*TASK OBJECTIVE:*
When a line in the records contains the string "replaced", copy that line.

◆ ◆ ◆ ◆ ◆ ◆ ◆

PR #500, opened 2025-05-26
remove usages of commons-lang from core

mawinter69:
To be able to remove commons-lang from core all direct and indirect usages must be replaced with commons-lang3 or native Java

- use XS_DATETIME_FORMATTER2 instead of deprecated XS_DATETIME_FORMATTER from core
- replaced commons-lang with native Java

* remove usages of commons-lang from core

### Submitter checklist

### DIFF
--- a/pom.xml
+++ b/pom.xml
@@ -71,6 +71,10 @@
   <dependencies>
     <dependency>
       <groupId>io.jenkins.plugins</groupId>
+      <artifactId>commons-lang3-api</artifactId>
+    </dependency>
+    <dependency>
+      <groupId>io.jenkins.plugins</groupId>
       <artifactId>ionicons-api</artifactId>
     </dependency>
     <dependency>
--- a/pom.xml
+++ b/pom.xml
@@ -71,10 +71,6 @@
   <dependencies>
     <dependency>
       <groupId>io.jenkins.plugins</groupId>
-      <artifactId>commons-lang3-api</artifactId>
-    </dependency>
-    <dependency>
-      <groupId>io.jenkins.plugins</groupId>
       <artifactId>ionicons-api</artifactId>
     </dependency>
     <dependency>
--- a/src/main/java/com/cloudbees/hudson/plugins/folder/ChildNameGenerator.java
+++ b/src/main/java/com/cloudbees/hudson/plugins/folder/ChildNameGenerator.java
@@ -46,7 +46,6 @@ import edu.umd.cs.findbugs.annotations.NonNull;
 import java.util.logging.Level;
 import java.util.logging.Logger;
 import jenkins.model.TransientActionFactory;
-import org.apache.commons.lang3.StringUtils;
 
 /**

◆ ◆ ◆ ◆ ◆ ◆ ◆

*ANSWER SPACE:*
To be able to remove commons-lang from core all direct and indirect usages must be replaced with commons-lang3 or native Java
- replaced commons-lang with native Java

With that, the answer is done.